* **The problem**
Without changing a single word, set down all of the records.

* **Dataset extract**
---

PR #1, opened 2019-02-13
Grackle 3.0 - PR

aemerick:
Migrated from Bitbucket:

Pull Request for functional Grackle interface into Enzo-E: 

[Bitbucket PR documentation](https://bitbucket.org/cello-project/cello-src/pull-requests/14/updating-to-grackle-3x-and-improving/diff)


aemerick:
There are a couple of compute pressure functions which are separate from `EnzoComputePressure` in the code, `ComputePressure` and `ComputePressureDualEnergyFormalism`, that I believe are copy-overs of the equivalent bits of code from Enzo. These are both only called in `EnzoMethodComovingExpansion`. Can these be safely switched over to `EnzoComputePressure` ?

brittonsmith:
@aemerick, I think the `ComputePressure` functionality can unified. It looks like `Grid_ComputePressureDualEnergyFormalism` doesn't even exist in enzo-dev anymore.

aemerick:
@brittonsmith Thanks for the look-over. I'll make another pass myself and remove the redundant pressure calculation before calling this good to go. 

One final thing I would like to do for the temperature / pressure / cooling_time fields, however, is to add in a bit of code somewhere to ensure that these are re-computed with the correct values if the user requests them in output. @jobordner Where is the best place to put this check and subsequent call to re-compute these fields? To me it looked like the IO control was handled almost entirely on the Cello side of things, so I'm sure what the best way to do this is.

jobordner:
@aemerick I'm still unsure how best to handle ensuring that derived fields are up-to-date on output.  Creating a "derived" field group would make sense, so the output phase could check if fields are in that group and update them if needed, though there needs to be a mechanism for associating the field with a corresponding "Compute" object (while Methods and Solvers are named, Compute objects currently are not, though it's easy to add that).

aemerick:
Thanks @jobordner I'll look into implementing this using the grouping and by adding names to the compute objects.    Where in the control flow (i.e. which of the IO routines) would it be best to: 1) check if any fields are grouped as "derived", and then 2) call the associated Compute objects?

aemerick:
@brittonsmith In going through and removing the redundant ComputePressure functions that I mentioned earlier, I noticed that the computation of pressure in both Enzo and Enzo-E in their respective ComovingExpansion functions (`enzo_EnzoMethodComovingExpansion` and `Grid_ComovingExpansionTerms.C` respectively) calculates the pressure as time-centered ( 0.5 * (t_new + t_old)).    However, I'm not sure how to do that in the new `enzo_EnzoComputePressure` routine since it is now Grackle-based. Is this an issue?

aemerick:
To answer my own question for how to implement the time-centered computation I could just add an option to have `enzo_EnzoComputePressure` calculate an interpolated pressure at a given time by setting up two `grackle_fields_` structs, one with the current baryon fields and one with the old baryon fields, sending both to Grackle, and then compute the interpolated pressure. 

Before coding this up, however, I just want to double check that this functionality is still needed, or if we'd be O.K. without the time-centered pressure. What do you think @brittonsmith @gregbryan ?

gregbryan:
I think the functionality will be needed for adaptive timesteps, but may not be needed now.

brittonsmith:
@aemerick, I think the method you describe of having two grackle field structs and two calls makes the most sense. I support that.

aemerick:
@brittonsmith @gregbryan. The latest changes include the ability to compute temperature and pressure using fields from any point in the stored history, which brings back the computation of the time-centered pressure that is used in computing the comoving expansion terms.

I've also changed the units behavior in ComputeTemperature to compute the temperature field in Kelvin when used without Grackle, since Grackle's compute_temperature function returns in Kelvin, and since this is the way its done in Enzo.

aemerick:
Update: 

- Recent commits have enabled restarting with Grackle (pending full checks with the restart bug). What this now does is check if the simulation is in a restart, and if so, then rebuilds all of Grackle's internal data structures. This is a MUCH easier way of having to write PUP methods for all of Grackle's structs that just stay internal to Grackle.

- Most recent commit also has enabled rudimentary functionality for having a "derived" fields grouping that is tied to the compute objects by sharing the same name. This allows each block to check if a derived field is being written during output and re-computes this field to be fully updated if so. This may mean some redundant computation of the field, but likely only when output is being done on every or nearly-every timestep.

aemerick:
- compute cooling time compute now working. 

This completes the last to-do (that I can think of) before this can be given a serious look over.

jwise77:
Just a comment: would this PR be a good candidate for rebasing / squashing the commits?

aemerick:
> Just a comment: would this PR be a good candidate for rebasing / squashing the commits?

likely.... maybe I should have paid better attention yesterday. But I'm able to do that if its a good idea.

jobordner:
Regression tests run correctly if the CONFIG_USE_GRACKLE ifdef's are removed from EnzoComputeTemperature and EnzoComputePressure (but leave the ones for the extra grackle parameters).  Testing for (enzo::config()->method_grackle_use_grackle) is sufficient to call the right code.  Fix these and this PR will be good to go.

aemerick:
@jobordner Can you let me know which test(s) were showing the weird values / errors when running with use_grackle = 0? I'm trying to reproduce this locally.

jobordner:
> @jobordner Can you let me know which test(s) were showing the weird values / errors when running with use_grackle = 0? I'm trying to reproduce this locally.

I haven't tried use_grackle = 0 (that was working fine for me before), but parallel runs with use_grackle = 1 can crash in EnzoConfig::pup() when trying to pup the chemistry_data object.  Example test "./build.sh test/test_method_ppm-8.unit".

aemerick:
> > @jobordner Can you let me know which test(s) were showing the weird values / errors when running with use_grackle = 0? I'm trying to reproduce this locally.
> 
> I haven't tried use_grackle = 0 (that was working fine for me before), but parallel runs with use_grackle = 1 can crash in EnzoConfig::pup() when trying to pup the chemistry_data object. Example test "./build.sh test/test_method_ppm-8.unit".

Ah I see. I've found this error and I think I have a fix. Testing now.

aemerick:
@jobordner Ok I tested in parallel when compiled with grackle (double prec only) running both with and without grackle as a method and PUPing seemed to work OK and I did not see any of that weird time value errors from earlier, nor any weird hydro solver errors. I *think* this should function now.

jobordner:
@aemerick Regression tests look fine--huzzah!

aemerick:
@jobordner Yay!! That's good news. 

@bwoshea That was the last to-do needed before a merge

---

* **Your solution**
PR #1, opened 2019-02-13
Grackle 3.0 - PR

aemerick:
Migrated from Bitbucket:

Pull Request for functional Grackle interface into Enzo-E: 

[Bitbucket PR documentation](https://bitbucket.org/cello-project/cello-src/pull-requests/14/updating-to-grackle-3x-and-improving/diff)


aemerick:
There are a couple of compute pressure functions which are separate from `EnzoComputePressure` in the code, `ComputePressure` and `ComputePressureDualEnergyFormalism`, that I believe are copy-overs of the equivalent bits of code from Enzo. These are both only called in `EnzoMethodComovingExpansion`. Can these be safely switched over to `EnzoComputePressure` ?

brittonsmith:
@aemerick, I think the `ComputePressure` functionality can unified. It looks like `Grid_ComputePressureDualEnergyFormalism` doesn't even exist in enzo-dev anymore.

aemerick:
@brittonsmith Thanks for the look-over. I'll make another pass myself and remove the redundant pressure calculation before calling this good to go. 

One final thing I would like to do for the temperature / pressure / cooling_time fields, however, is to add in a bit of code somewhere to ensure that these are re-computed with the correct values if the user requests them in output. @jobordner Where is the best place to put this check and subsequent call to re-compute these fields? To me it looked like the IO control was handled almost entirely on the Cello side of things, so I'm sure what the best way to do this is.

jobordner:
@aemerick I'm still unsure how best to handle ensuring that derived fields are up-to-date on output.  Creating a "derived" field group would make sense, so the output phase could check if fields are in that group and update them if needed, though there needs to be a mechanism for associating the field with a corresponding "Compute" object (while Methods and Solvers are named, Compute objects currently are not, though it's easy to add that).

aemerick:
Thanks @jobordner I'll look into implementing this using the grouping and by adding names to the compute objects.    Where in the control flow (i.e. which of the IO routines) would it be best to: 1) check if any fields are grouped as "derived", and then 2) call the associated Compute objects?

aemerick:
@brittonsmith In going through and removing the redundant ComputePressure functions that I mentioned earlier, I noticed that the computation of pressure in both Enzo and Enzo-E in their respective ComovingExpansion functions (`enzo_EnzoMethodComovingExpansion` and `Grid_ComovingExpansionTerms.C` respectively) calculates the pressure as time-centered ( 0.5 * (t_new + t_old)).    However, I'm not sure how to do that in the new `enzo_EnzoComputePressure` routine since it is now Grackle-based. Is this an issue?

aemerick:
To answer my own question for how to implement the time-centered computation I could just add an option to have `enzo_EnzoComputePressure` calculate an interpolated pressure at a given time by setting up two `grackle_fields_` structs, one with the current baryon fields and one with the old baryon fields, sending both to Grackle, and then compute the interpolated pressure. 

Before coding this up, however, I just want to double check that this functionality is still needed, or if we'd be O.K. without the time-centered pressure. What do you think @brittonsmith @gregbryan ?

gregbryan:
I think the functionality will be needed for adaptive timesteps, but may not be needed now.

brittonsmith:
@aemerick, I think the method you describe of having two grackle field structs and two calls makes the most sense. I support that.

aemerick:
@brittonsmith @gregbryan. The latest changes include the ability to compute temperature and pressure using fields from any point in the stored history, which brings back the computation of the time-centered pressure that is used in computing the comoving expansion terms.

I've also changed the units behavior in ComputeTemperature to compute the temperature field in Kelvin when used without Grackle, since Grackle's compute_temperature function returns in Kelvin, and since this is the way its done in Enzo.

aemerick:
Update: 

- Recent commits have enabled restarting with Grackle (pending full checks with the restart bug). What this now does is check if the simulation is in a restart, and if so, then rebuilds all of Grackle's internal data structures. This is a MUCH easier way of having to write PUP methods for all of Grackle's structs that just stay internal to Grackle.

- Most recent commit also has enabled rudimentary functionality for having a "derived" fields grouping that is tied to the compute objects by sharing the same name. This allows each block to check if a derived field is being written during output and re-computes this field to be fully updated if so. This may mean some redundant computation of the field, but likely only when output is being done on every or nearly-every timestep.

aemerick:
- compute cooling time compute now working. 

This completes the last to-do (that I can think of) before this can be given a serious look over.

jwise77:
Just a comment: would this PR be a good candidate for rebasing / squashing the commits?

aemerick:
> Just a comment: would this PR be a good candidate for rebasing / squashing the commits?

likely.... maybe I should have paid better attention yesterday. But I'm able to do that if its a good idea.

jobordner:
Regression tests run correctly if the CONFIG_USE_GRACKLE ifdef's are removed from EnzoComputeTemperature and EnzoComputePressure (but leave the ones for the extra grackle parameters).  Testing for (enzo::config()->method_grackle_use_grackle) is sufficient to call the right code.  Fix these and this PR will be good to go.

aemerick:
@jobordner Can you let me know which test(s) were showing the weird values / errors when running with use_grackle = 0? I'm trying to reproduce this locally.

jobordner:
> @jobordner Can you let me know which test(s) were showing the weird values / errors when running with use_grackle = 0? I'm trying to reproduce this locally.

I haven't tried use_grackle = 0 (that was working fine for me before), but parallel runs with use_grackle = 1 can crash in EnzoConfig::pup() when trying to pup the chemistry_data object.  Example test "./build.sh test/test_method_ppm-8.unit".

aemerick:
> > @jobordner Can you let me know which test(s) were showing the weird values / errors when running with use_grackle = 0? I'm trying to reproduce this locally.
> 
> I haven't tried use_grackle = 0 (that was working fine for me before), but parallel runs with use_grackle = 1 can crash in EnzoConfig::pup() when trying to pup the chemistry_data object. Example test "./build.sh test/test_method_ppm-8.unit".

Ah I see. I've found this error and I think I have a fix. Testing now.

aemerick:
@jobordner Ok I tested in parallel when compiled with grackle (double prec only) running both with and without grackle as a method and PUPing seemed to work OK and I did not see any of that weird time value errors from earlier, nor any weird hydro solver errors. I *think* this should function now.

jobordner:
@aemerick Regression tests look fine--huzzah!

aemerick:
@jobordner Yay!! That's good news. 

@bwoshea That was the last to-do needed before a merge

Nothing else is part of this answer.